I need the lines below from the one with "PR #3490, opened 2018-05-18" down to the one with "-271,7 +271,7 @@" reproduced exactly, both ends included, and nothing else.

** Source material follows **

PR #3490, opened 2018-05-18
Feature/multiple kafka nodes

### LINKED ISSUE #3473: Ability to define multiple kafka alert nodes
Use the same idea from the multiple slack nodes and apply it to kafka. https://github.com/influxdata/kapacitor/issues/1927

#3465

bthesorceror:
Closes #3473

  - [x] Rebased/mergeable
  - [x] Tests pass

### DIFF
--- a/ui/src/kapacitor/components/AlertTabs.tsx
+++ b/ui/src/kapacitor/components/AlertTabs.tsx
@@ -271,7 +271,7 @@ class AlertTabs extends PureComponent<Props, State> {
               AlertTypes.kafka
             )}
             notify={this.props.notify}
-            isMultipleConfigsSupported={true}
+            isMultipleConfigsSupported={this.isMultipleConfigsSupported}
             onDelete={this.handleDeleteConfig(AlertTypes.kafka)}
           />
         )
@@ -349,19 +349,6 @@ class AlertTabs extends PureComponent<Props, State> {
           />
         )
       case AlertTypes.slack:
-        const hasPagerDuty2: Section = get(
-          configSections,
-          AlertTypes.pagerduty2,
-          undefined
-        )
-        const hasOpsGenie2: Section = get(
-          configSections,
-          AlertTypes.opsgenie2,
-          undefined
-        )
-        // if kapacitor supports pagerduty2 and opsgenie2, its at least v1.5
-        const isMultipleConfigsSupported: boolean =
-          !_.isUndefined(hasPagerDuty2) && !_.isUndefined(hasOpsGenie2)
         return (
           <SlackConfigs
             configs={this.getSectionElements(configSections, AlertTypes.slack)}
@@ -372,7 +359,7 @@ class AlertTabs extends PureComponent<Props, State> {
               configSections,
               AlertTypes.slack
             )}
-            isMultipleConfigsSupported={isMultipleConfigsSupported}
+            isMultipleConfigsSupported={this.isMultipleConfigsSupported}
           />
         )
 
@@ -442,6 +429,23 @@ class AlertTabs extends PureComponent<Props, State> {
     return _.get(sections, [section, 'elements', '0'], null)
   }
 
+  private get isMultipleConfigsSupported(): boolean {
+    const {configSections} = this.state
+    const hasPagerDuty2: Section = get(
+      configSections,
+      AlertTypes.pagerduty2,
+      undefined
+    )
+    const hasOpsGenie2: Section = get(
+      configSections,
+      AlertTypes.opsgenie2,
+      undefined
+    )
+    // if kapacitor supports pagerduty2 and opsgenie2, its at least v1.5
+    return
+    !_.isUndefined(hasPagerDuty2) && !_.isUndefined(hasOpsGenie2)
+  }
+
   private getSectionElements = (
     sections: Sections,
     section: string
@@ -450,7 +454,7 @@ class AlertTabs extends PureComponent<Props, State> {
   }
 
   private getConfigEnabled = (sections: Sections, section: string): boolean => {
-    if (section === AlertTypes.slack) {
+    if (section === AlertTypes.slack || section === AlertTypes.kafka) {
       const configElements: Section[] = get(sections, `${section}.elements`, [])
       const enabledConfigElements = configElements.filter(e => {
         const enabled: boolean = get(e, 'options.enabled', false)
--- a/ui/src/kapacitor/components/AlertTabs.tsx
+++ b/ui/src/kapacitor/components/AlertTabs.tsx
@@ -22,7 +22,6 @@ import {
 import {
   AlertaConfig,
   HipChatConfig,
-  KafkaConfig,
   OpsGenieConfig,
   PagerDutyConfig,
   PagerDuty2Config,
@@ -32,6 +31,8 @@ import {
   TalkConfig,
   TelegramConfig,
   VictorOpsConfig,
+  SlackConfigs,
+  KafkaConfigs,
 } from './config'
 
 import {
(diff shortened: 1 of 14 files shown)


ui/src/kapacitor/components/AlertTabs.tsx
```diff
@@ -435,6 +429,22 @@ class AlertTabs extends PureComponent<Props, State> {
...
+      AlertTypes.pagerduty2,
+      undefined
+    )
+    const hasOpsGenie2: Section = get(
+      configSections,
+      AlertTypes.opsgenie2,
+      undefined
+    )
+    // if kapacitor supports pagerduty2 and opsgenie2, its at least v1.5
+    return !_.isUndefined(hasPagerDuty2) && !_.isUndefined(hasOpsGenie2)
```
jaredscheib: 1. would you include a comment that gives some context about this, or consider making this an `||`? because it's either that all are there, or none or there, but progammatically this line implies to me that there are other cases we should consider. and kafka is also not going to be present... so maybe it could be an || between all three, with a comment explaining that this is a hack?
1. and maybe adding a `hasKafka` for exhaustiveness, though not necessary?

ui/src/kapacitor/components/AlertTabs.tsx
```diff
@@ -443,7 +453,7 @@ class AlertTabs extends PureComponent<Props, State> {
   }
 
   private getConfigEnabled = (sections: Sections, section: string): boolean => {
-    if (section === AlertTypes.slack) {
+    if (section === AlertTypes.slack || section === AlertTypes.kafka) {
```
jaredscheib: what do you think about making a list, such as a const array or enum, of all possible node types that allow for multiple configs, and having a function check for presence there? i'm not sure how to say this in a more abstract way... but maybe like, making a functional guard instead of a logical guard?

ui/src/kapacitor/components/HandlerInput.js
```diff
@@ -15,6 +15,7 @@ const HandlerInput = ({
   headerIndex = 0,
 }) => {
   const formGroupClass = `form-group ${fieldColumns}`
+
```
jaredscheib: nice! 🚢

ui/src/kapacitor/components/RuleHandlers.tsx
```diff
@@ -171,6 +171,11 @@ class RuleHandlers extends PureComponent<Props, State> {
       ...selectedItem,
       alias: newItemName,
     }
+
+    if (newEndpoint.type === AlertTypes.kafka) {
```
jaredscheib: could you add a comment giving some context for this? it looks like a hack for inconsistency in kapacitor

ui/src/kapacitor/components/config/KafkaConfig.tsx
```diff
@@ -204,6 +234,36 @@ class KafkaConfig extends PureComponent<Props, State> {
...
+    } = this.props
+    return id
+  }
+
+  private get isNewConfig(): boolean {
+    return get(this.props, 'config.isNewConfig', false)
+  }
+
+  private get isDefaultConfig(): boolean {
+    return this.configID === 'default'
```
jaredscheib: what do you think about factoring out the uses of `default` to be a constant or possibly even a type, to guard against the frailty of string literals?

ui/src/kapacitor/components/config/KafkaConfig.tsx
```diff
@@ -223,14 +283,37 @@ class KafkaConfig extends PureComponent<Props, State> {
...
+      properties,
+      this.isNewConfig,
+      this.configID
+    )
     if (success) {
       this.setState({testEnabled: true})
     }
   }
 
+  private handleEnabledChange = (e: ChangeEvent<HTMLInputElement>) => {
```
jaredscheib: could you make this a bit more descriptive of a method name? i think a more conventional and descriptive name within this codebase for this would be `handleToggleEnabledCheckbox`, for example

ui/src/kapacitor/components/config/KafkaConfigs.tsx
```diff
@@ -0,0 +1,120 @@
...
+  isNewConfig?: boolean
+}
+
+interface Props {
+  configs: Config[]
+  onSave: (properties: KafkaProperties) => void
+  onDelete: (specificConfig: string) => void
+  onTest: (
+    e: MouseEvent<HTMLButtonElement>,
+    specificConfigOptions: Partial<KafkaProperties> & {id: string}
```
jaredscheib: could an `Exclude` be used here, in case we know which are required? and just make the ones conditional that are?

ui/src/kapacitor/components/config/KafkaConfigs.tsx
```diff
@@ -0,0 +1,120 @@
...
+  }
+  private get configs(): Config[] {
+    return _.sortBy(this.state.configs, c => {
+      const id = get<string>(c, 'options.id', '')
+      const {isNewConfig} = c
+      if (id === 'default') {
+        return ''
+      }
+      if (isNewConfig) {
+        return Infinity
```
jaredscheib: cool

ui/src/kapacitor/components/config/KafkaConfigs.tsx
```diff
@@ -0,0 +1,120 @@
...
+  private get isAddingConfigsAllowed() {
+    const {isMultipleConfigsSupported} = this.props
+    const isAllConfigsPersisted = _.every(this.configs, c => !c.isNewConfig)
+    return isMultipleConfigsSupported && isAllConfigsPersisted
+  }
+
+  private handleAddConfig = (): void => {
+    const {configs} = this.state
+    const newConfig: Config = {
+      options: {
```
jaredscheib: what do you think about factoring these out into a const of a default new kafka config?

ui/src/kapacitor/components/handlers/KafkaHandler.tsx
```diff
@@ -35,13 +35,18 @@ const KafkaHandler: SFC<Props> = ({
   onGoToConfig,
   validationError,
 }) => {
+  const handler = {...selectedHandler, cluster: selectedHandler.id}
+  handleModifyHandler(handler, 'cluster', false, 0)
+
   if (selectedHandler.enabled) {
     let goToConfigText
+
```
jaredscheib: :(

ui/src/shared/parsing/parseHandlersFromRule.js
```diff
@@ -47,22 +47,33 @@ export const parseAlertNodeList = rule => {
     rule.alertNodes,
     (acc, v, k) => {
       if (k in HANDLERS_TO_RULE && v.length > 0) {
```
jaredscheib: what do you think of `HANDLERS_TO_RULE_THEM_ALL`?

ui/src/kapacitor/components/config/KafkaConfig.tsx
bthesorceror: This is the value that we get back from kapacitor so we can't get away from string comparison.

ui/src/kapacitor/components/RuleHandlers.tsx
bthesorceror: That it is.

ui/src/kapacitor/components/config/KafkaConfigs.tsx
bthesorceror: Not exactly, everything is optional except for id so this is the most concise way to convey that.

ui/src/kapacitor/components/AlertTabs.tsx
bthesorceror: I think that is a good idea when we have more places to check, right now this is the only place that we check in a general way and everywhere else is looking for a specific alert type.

** End of Source material **
** Source material follows **

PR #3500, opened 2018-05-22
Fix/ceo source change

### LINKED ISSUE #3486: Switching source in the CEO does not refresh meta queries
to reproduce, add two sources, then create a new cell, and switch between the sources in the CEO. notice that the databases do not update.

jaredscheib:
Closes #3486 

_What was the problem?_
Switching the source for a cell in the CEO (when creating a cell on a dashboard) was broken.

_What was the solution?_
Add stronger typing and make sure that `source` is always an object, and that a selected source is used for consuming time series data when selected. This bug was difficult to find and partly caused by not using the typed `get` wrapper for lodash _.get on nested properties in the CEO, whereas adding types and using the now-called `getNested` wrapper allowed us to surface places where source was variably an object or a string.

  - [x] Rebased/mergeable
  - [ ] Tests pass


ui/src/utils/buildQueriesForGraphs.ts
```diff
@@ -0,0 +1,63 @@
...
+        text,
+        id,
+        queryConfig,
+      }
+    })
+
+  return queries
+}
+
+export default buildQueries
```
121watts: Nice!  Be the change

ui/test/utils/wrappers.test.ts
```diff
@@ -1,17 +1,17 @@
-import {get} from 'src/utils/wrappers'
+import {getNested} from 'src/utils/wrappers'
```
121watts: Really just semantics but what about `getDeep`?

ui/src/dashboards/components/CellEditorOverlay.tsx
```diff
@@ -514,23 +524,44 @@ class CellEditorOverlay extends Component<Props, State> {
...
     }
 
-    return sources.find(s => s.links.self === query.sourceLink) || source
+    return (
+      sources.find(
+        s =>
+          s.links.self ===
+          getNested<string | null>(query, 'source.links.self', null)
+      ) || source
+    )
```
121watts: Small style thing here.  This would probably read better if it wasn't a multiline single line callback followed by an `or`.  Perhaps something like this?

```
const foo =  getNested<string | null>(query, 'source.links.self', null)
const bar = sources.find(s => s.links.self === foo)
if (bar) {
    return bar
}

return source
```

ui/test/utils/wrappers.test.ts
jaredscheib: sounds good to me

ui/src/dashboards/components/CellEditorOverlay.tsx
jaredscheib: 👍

** End of Source material **

Result
PR #3490, opened 2018-05-18
Feature/multiple kafka nodes

### LINKED ISSUE #3473: Ability to define multiple kafka alert nodes
Use the same idea from the multiple slack nodes and apply it to kafka. https://github.com/influxdata/kapacitor/issues/1927

#3465

bthesorceror:
Closes #3473

  - [x] Rebased/mergeable
  - [x] Tests pass

### DIFF
--- a/ui/src/kapacitor/components/AlertTabs.tsx
+++ b/ui/src/kapacitor/components/AlertTabs.tsx
@@ -271,7 +271,7 @@ class AlertTabs extends PureComponent<Props, State> {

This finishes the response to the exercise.